# Hawks Sign 1st Round Draft Pick Jeff Teague



## BlakeJesus (Feb 1, 2006)

> ATLANTA, GA (July 20, 2009) -- The Atlanta Hawks today signed rookie guard Jeff Teague, the team’s first round selection (19th overall) in the 2009 NBA Draft, according to Executive Vice President/General Manager Rick Sund. Per team policy, terms were not announced.
> 
> With contract in hand, Teague will join other rookies and free agents in workouts this week on the Philips Arena practice court.
> 
> ...


http://www.nba.com/hawks/news/Hawks_Sign_Teague_072009.html

How much of an impact are you expecting from Teague this season? His scoring ability is nothing to sneeze at, I'm hoping he can be a nice spark off the bench.


----------



## Blue (Jun 21, 2007)

dang, ATL is loaded w/ guards... Do you know if they're expecting Teague to be the backup PG next yr or is he just gonna be another combo guard along with Crawford?


----------



## ATLien (Jun 18, 2002)

I think he's going to be the backup PG and Crawford will be the sixth man/third guard role


----------



## BlakeJesus (Feb 1, 2006)

I suppose it depends on how he plays when he does get his minutes. If he goes out there and struggles then he may see less minutes, and Crawford might see more minutes at the PG spot. Or Possibly JJ could see more minutes at the PG spot, probably switching with Crawford on defense depending on who they are playing. If he comes in and plays well, I'd expect to see the bulk of his minutes at the PG spot. If he does get any minutes as a 2 guard I highly doubt it's with Crawford on the floor. Chances are it will either be with JJ, so again JJ can guard the bigger opposite guard, or with Maurice Evans for similar reasons.


----------



## ATLien (Jun 18, 2002)

I should say I have high expectations for Teague down the road, just not this year. He could probably contribute right away but we have so many guards. I don't think that is a bad thing. Its just we are lucky to have a lot of depth there.

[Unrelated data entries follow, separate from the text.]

Issue #11, opened 2020-03-18
Cannot create Scanforms from Batch IDs


Justintime50:
It appears that you cannot create a scanform from a batch ID and currently can only create a scanform from shipment IDs. The API Supports both, this library should allow for both as well.

eg code only allowing shipments:
```go
// CreateScanForm creates a scan form for the given Shipments.
//	c := easypost.New(MyEasyPostAPIKey)
//	out, err := c.CreateScanForm("shp_1", "shp_2")
func (c *Client) CreateScanForm(shipmentIDs ...string) (out *ScanForm, err error) {
	err = c.post(nil, "scan_forms", newscanFormRequest(shipmentIDs...), &out)
	return
}
```

LoganSimonsen:
It kinda seems like this function was intended to hit the proper endpoint, but it's a GET instead of a POST? https://github.com/EasyPost/easypost-go/blob/master/batch.go#L187

but the comment makes it sound like this was meant to do the thing we want?

> // GetBatchScanForms generates a scan form for the batch.

Justintime50:
#23 will correct this.

PR #23, opened 2020-09-19
Change 'GetBatchScanForms' to be 'CreateBatchScanForms'

LoganSimonsen:
This PR is intended to solve issue #11 raised by Justin Hammond.

Per EasyPost API Docs for creating a scan_form from a Batch object, the method should be a POST and not a GET.

docs link: https://www.easypost.com/docs/api#manifesting-scan-form

Rather than making a new method, I modified this existing method as I believe it was originally intended to do the thing we want to do.

`// GetBatchScanForms generates a scan form for the batch.`

I tested this method and indeed it failed as a GET request, as expected based on the API docs. Changing the method to a POST request resulted in successfully creating a scan_form using a batch id. 

renamed both methods `GetBatchScanForms` and `GetBatchScanFormsWithContext`
to be `CreateBatchScanForms` and `CreateBatchScanFormsWithContext` to follow established naming conventions.

### DIFF
--- a/examples/batches/scan_form_batch/scan_form_batch.go
+++ b/examples/batches/scan_form_batch/scan_form_batch.go
@@ -16,13 +16,13 @@ func main() {
     }
     client := easypost.New(apiKey)
 
-    // ScanForm Batch
+    // Create a ScanForm for a Batch
     batch, err := client.CreateBatchScanForms(
         "batch_12345",
         "string",
     )
     if err != nil {
-        fmt.Fprintln(os.Stderr, "error creating batch:", err)
+        fmt.Fprintln(os.Stderr, "error creating ScanForm for Batch:", err)
         os.Exit(1)
         return
     }
--- a/examples/batches/scan_form_batch/scan_form_batch.go
+++ b/examples/batches/scan_form_batch/scan_form_batch.go
@@ -3,9 +3,8 @@ package main
 import (
 	"encoding/json"
 	"fmt"
-	"os"
-
 	"github.com/EasyPost/easypost-go"
+	"os"
 )
 
 func main() {
@@ -20,6 +19,7 @@ func main() {
 	// Create a ScanForm for a Batch
 	batch, err := client.CreateBatchScanForms(
 		"batch_12345",
+		"string",
 	)
 	if err != nil {
 		fmt.Fprintln(os.Stderr, "error creating ScanForm for Batch:", err)
--- a/examples/batches/scan_form_batch/scan_form_batch.go
+++ b/examples/batches/scan_form_batch/scan_form_batch.go
@@ -1,37 +1,37 @@
 package main
 
 import (
-    "encoding/json"
-    "fmt"
-    "github.com/EasyPost/easypost-go"
-    "os"
+	"encoding/json"
+	"fmt"
+	"os"
+
+	"github.com/EasyPost/easypost-go"
 )
 
 func main() {
-    apiKey := os.Getenv("EASYPOST_API_KEY")
-    if apiKey == "" {
-        fmt.Fprintln(os.Stderr, "missing API key")
-        os.Exit(1)
-        return
-    }
-    client := easypost.New(apiKey)
+	apiKey := os.Getenv("EASYPOST_API_KEY")
+	if apiKey == "" {
+		fmt.Fprintln(os.Stderr, "missing API key")
+		os.Exit(1)
+		return
+	}
+	client := easypost.New(apiKey)
 
-    // Create a ScanForm for a Batch
-    batch, err := client.CreateBatchScanForms(
-        "batch_12345",
-        "string",
-    )
-    if err != nil {
-        fmt.Fprintln(os.Stderr, "error creating ScanForm for Batch:", err)
-        os.Exit(1)
-        return
-    }
+	// Create a ScanForm for a Batch
+	batch, err := client.CreateBatchScanForms(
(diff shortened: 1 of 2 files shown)


Justintime50 (changes requested):
@LoganSimonsen We'll need the build to pass before we can merge this in. The following errors occurred when tests were run on Go 1.10, 1.11, and 1.12:

```bash
5.93s$ go test
260# github.com/stretchr/testify/assert
261../../../stretchr/testify/assert/assertions.go:1703:5: undefined: errors.Is
262../../../stretchr/testify/assert/assertions.go:1726:6: undefined: errors.Is
263../../../stretchr/testify/assert/assertions.go:1749:5: undefined: errors.As
264../../../stretchr/testify/assert/assertions.go:1766:7: undefined: errors.Unwrap
265../../../stretchr/testify/assert/assertions.go:1770:7: undefined: errors.Unwrap
266FAIL	github.com/EasyPost/easypost-go/tests [build failed]
267The command "go test" exited with 2.
```

eg: https://travis-ci.com/github/EasyPost/easypost-go/builds/185363183

I restarted the build just to make sure there wasn't any race conditions and no luck. I haven't pinpointed why this error is being thrown, is it possible this package being used is no longer supported on these older versions? We aren't even testing newer versions such as 1.14 and 1.15.

Let's get these builds passing and we can once again look into merging this.

richshaffer:
> @LoganSimonsen We'll need the build to pass before we can merge this in. The following errors occurred when tests were run on Go 1.10, 1.11, and 1.12:
> 
> ```shell
> 5.93s$ go test
> 260# github.com/stretchr/testify/assert
> 261../../../stretchr/testify/assert/assertions.go:1703:5: undefined: errors.Is
> 262../../../stretchr/testify/assert/assertions.go:1726:6: undefined: errors.Is
> 263../../../stretchr/testify/assert/assertions.go:1749:5: undefined: errors.As
> 264../../../stretchr/testify/assert/assertions.go:1766:7: undefined: errors.Unwrap
> 265../../../stretchr/testify/assert/assertions.go:1770:7: undefined: errors.Unwrap
> 266FAIL	github.com/EasyPost/easypost-go/tests [build failed]
> 267The command "go test" exited with 2.
> ```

With adding Crawford and Teague, I hope this gives Woodson enough confidence to reduce Bibby and Johnsons minutes per game and give them more rest through the regular season.


----------



## BlakeJesus (Feb 1, 2006)

I do agree that the guard we have are very talented, but I don't really know how many minutes I want to see Crawford at the point. The only real way I'd be comfortable with that is if JJ is on the court with him so that he can be the primary decision maker. I admittedly haven't seen enough of Crawford to really be behind that statement 100%, but I from what I know about him that would seem to me to be the best decision. We don't really have a backup PG, so I'd expect Teague to see his fair share of minutes. Again, I worry about his court vision and being ready to be the primary decision maker (even with the second unit) as a rookie. 

One thing I know for sure though, our guards will be scoring heaps and heaps of buckets this year.


----------



## ATLien (Jun 18, 2002)

I don't think Crawford will play much at the point. I think he'll fill the same role that Murray did last season. That's the one he is replacing


----------